Which they have fashioned would confine us down,
Like engines.

Prelude, Book V.

I would not be misunderstood. The teacher has more to do than ever, but it is not talking.

The fashion of appointing young trained honours graduates as specialists in this and that exaggerates the already dangerous tendency imparted by the Training College. Young, enthusiastic, full of their beloved subjects, very proud of the knowledge which ten years hence will seem so meagre, they must talk to class after class as they go round the school, pumping in information that stuffs and crams the torpid victims to the ruin of digestion and appetite. “We hear her voice going for fifty minutes out of every hour,” said a headmistress of a Central School (P.N.E.U.) to me the other day of a clever young graduate from a modern university who came to her with the enthusiastic and (if you assume the standard of good teaching) well-earned commendation of the authorities from the Vice-Chancellor downwards. What can the poor children do, what can they become, talked to for fifty minutes out of every hour? “But surely,” you will perhaps say to me—“But surely you yourself talked for an hour as hard as you could talk to that history class of yours.” Yes, but they would follow up that single hour with eight, ten, twelve hours of independent reading and writing without a word from me or from anybody else. My real proportion of talk was five or six minutes in the hour, not fifty. And moreover, I was a form master for the greater part of the week, teaching all the subjects as they came along, French and mathematics included.

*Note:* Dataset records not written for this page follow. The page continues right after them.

PR #4442, opened 2023-01-12
lexer: Add `NonLogicalNewline` token

### LINKED ISSUE #4385: Tokenizer is missing `NL` token
The CPython tokenizer has both a `NEWLINE` and `NL` token.

Given this code:

```python
x = (
  "a"
  "b"
)

x = "a" \
  "b"
```

RustPython currently outputs the same tokenization for these two snippets (modulo the left and right parens -- notice that in both cases, we have `String` followed by `String`):

```
Name {
    name: "x",
}
Equal
Lpar
String {
    value: "a",
    kind: Normal,
}
String {
    value: "b",
    kind: Normal,
}
Rpar
Newline
Name {
    name: "x",
}
Equal
String {
    value: "a",
    kind: Normal,
}
String {
    value: "b",
    kind: Normal,
}
Newline
```

Whereas in CPython, there are `NL` tokens in the first case that aren't present for continuations:

```
❯ python -m tokenize test.py
0,0-0,0:            ENCODING       'utf-8'
1,0-1,1:            NAME           'x'
1,2-1,3:            OP             '='
1,4-1,5:            OP             '('
1,5-1,6:            NL             '\n'
2,2-2,5:            STRING         '"a"'
2,5-2,6:            NL             '\n'
3,2-3,5:            STRING         '"b"'
3,5-3,6:            NL             '\n'
4,0-4,1:            OP             ')'
4,1-4,2:            NEWLINE        '\n'
5,0-5,1:            NL             '\n'
6,0-6,1:            NAME           'x'
6,2-6,3:            OP             '='
6,4-6,7:            STRING         '"a"'
7,2-7,5:            STRING         '"b"'
7,5-7,6:            NEWLINE        '\n'
8,0-8,0:            ENDMARKER      ''
```

bluetech:
This token is completely ignored by the parser, but it's useful for other users of the lexer, such as the Ruff linter. For example, the token is helpful for a "trailing comma" lint.

The same idea exists in Python's `tokenize` module - there is a NEWLINE token (logical newline), and a NL token (non-logical newline).

Fixes #4385.

### DIFF
--- a/compiler/parser/src/token.rs
+++ b/compiler/parser/src/token.rs
@@ -25,6 +25,7 @@ pub enum Tok {
         triple_quoted: bool,
     },
     Newline,
+    NonLogicalNewline,
     Indent,
     Dedent,
     StartModule,
@@ -136,6 +137,7 @@ impl fmt::Display for Tok {
                 write!(f, "{kind}{quotes}{value}{quotes}")
             }
             Newline => f.write_str("Newline"),
+            NonLogicalNewline => f.write_str("NonLogicalNewline"),
             Indent => f.write_str("Indent"),
             Dedent => f.write_str("Dedent"),
             StartModule => f.write_str("StartProgram"),
--- a/compiler/parser/src/lexer.rs
+++ b/compiler/parser/src/lexer.rs
@@ -1075,10 +1075,13 @@ where
                 self.next_char();
                 let tok_end = self.get_pos();
 
-                // Depending on the nesting level, we emit newline or not:
+                // Depending on the nesting level, we emit a logical or
+                // non-logical newline:
                 if self.nesting == 0 {
                     self.at_begin_of_line = true;
                     self.emit((tok_start, Tok::Newline, tok_end));
+                } else {
+                    self.emit((tok_start, Tok::NonLogicalNewline, tok_end));
                 }
             }
             ' ' | '\t' | '\x0C' => {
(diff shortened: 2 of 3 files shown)


compiler/parser/src/token.rs
```diff
@@ -25,6 +25,7 @@ pub enum Tok {
         triple_quoted: bool,
     },
     Newline,
+    NonLogicalNewline,
```
DimitrisJim, line 28: I think `PhysicalNewLine` is better tbh, better suited when someone reads the [Lexical Analysis](https://docs.python.org/3/reference/lexical_analysis.html) section of the reference. Logical line there is basically defined as `NewLine` so we're good.

bluetech: I was also initially thinking of calling it `PhysicalNewLine`, but the concept doesn't match exactly. Technically, every logical new line is also a physical new line, by the Language Reference definition. If we were issuing a `PhysicalNewLine` before or after every `Newline`, it would match, but I chose to go with tokenize.py which doesn't do that.

DimitrisJim: Sounds reasonable enough to me, I don't think there's much point in bike-shedding something like this.

DimitrisJim (approved):
thanks for this!

charliermarsh:
Oh, awesome! Thanks!

PR #4443, opened 2023-01-12
Fixup parse_tokens after "Add NonLogicalNewline token"

bluetech:
Fixup for commit e64faa781c1faa9052a9d57c00d29830d2f11850. I only updated `parse()` to ignore `NonLogicalNewline`, didn't notice it's also needed in `parse_tokens()`. Now I've ran the full Ruff test suite, and it passes (except for a couple intended fixes for the new token).

### DIFF
--- a/compiler/parser/src/parser.rs
+++ b/compiler/parser/src/parser.rs
@@ -93,14 +93,7 @@ pub fn parse_located(
     location: Location,
 ) -> Result<ast::Mod, ParseError> {
     let lxr = lexer::make_tokenizer_located(source, location);
-    let marker_token = (Default::default(), mode.to_marker(), Default::default());
-    let tokenizer = iter::once(Ok(marker_token))
-        .chain(lxr)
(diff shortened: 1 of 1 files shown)


compiler/parser/src/parser.rs
```diff
@@ -112,7 +112,7 @@ pub fn parse_tokens(
     let marker_token = (Default::default(), mode.to_marker(), Default::default());
     let tokenizer = iter::once(Ok(marker_token))
         .chain(lxr)
-        .filter_ok(|(_, tok, _)| !matches!(tok, Tok::Comment(_)));
+        .filter_ok(|(_, tok, _)| !matches!(tok, Tok::Comment { .. } | Tok::NonLogicalNewline));
```
DimitrisJim, line 115: completely missed this too. could you just move the filtering into a different function instead? I doubt there's going to be many tokens that are filtered but its best if we keep it in a single function to avoid forgetting it in the future.

bluetech: Good idea; updated so that `parse_located` just calls `parse_tokens`, removing the entire duplication.

DimitrisJim (approved):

Until the pupil is fifteen or sixteen, and of age to specialise, the specialist is out of place in the classroom. Not long ago we had the specialist plan spreading even into the Elementary School, and inspectors recommending it—the English master, the history mistress, the geography mistress, and so on. One knew not whether to laugh at the absurdity of setting these half-baked experts to specialise, or to weep for the sorrows of the children swamped under floods of evanescent, inappropriate and most useless information. The specialist idea has been worked to death. Let us get back to the form master and form mistress, give the child a book and let it work. A degree course that produces an English specialist who is afraid of taking a class in geography and history on P.N.E.U., or, for that matter, any other terms, must be a strange course.

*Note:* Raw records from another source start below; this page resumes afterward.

PR #4444, opened 2023-01-13
Fix panic when parsing a format spec with multi-byte character

messense:
[String::split_at](https://doc.rust-lang.org/std/string/struct.String.html#method.split_at) panics if `mid` is not on a UTF-8 code point boundary, changed to use [`String::char_indices`](https://doc.rust-lang.org/std/string/struct.String.html#method.char_indices) instead of `String::chars().enumerate()` to fix it.

See also https://github.com/charliermarsh/ruff/issues/1845

### DIFF
--- a/common/src/format.rs
+++ b/common/src/format.rs
@@ -869,7 +869,7 @@ impl FormatString {
         let mut left = String::new();
 
         // There may be one layer nesting brackets in spec
-        for (idx, c) in text.chars().enumerate() {
+        for (idx, c) in text.char_indices() {
             if idx == 0 {
                 if c != '{' {
                     return Err(FormatParseError::MissingStartBracket);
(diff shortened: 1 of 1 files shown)


not-my-profile:
(ruff will need to upgrade its rustpython dependency for that issue to be fixed so you may want to change "fixes" in the PR description to "See also" so that the ruff issue isn't closed too early)

messense:
```bash
git grep 'chars().enumerate()'
common/src/cformat.rs:        let mut chars = text.chars().enumerate().peekable();
common/src/cformat.rs:        let mut iter = text.chars().enumerate().peekable();
common/src/float_ops.rs:            for (index, ch) in value.chars().enumerate() {
```

BTW, someone should also audit the other similar cases.

youknowone (approved):
Thank you!

Issue #4441, opened 2023-01-11
Alternate float format doesn't work correctly.


yt2b:
```
>>>>> f"{1.0:#.0f}"
'1'
```

The output should be `'1.'`.
I'll look into this.

PR #4446, opened 2023-01-13
Alternate float format doesn't work correctly.

yt2b:
#4441 

I've implemented Alternate float format.
* `test_format_testfile` in `test_float.py`
* `test_float__format__` in `test_types.py`


common/src/float_ops.rs
```diff
@@ -124,9 +124,19 @@ fn format_inf(case: Case) -> String {
     inf.to_string()
 }
 
-pub fn format_fixed(precision: usize, magnitude: f64, case: Case) -> String {
+pub fn get_dot(precision: usize, alternate_form: bool) -> &'static str {
```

Of what use then, I shall be asked, is the specialist in the P.N.E.U. School? Of more use than now in other schools, I think; for now, with his over-teaching, he is frankly an obstruction to the pupil in quest of knowledge. But he might be a great helper. There is no history book yet written, and I am sure there never will be, that does not provoke a hundred questions that it cannot pause to answer: the specialist is there, as with Miss Parkhurst’s Dalton plan, to point to the books in the library where the answers can be found, or on occasion himself to give them, and to stir up further questions. The same thing is true of other subjects. We want more specialists in our P.N.E.U. Schools if they will play that part, for, to tell the truth, from Ambleside downwards we are rather lacking there.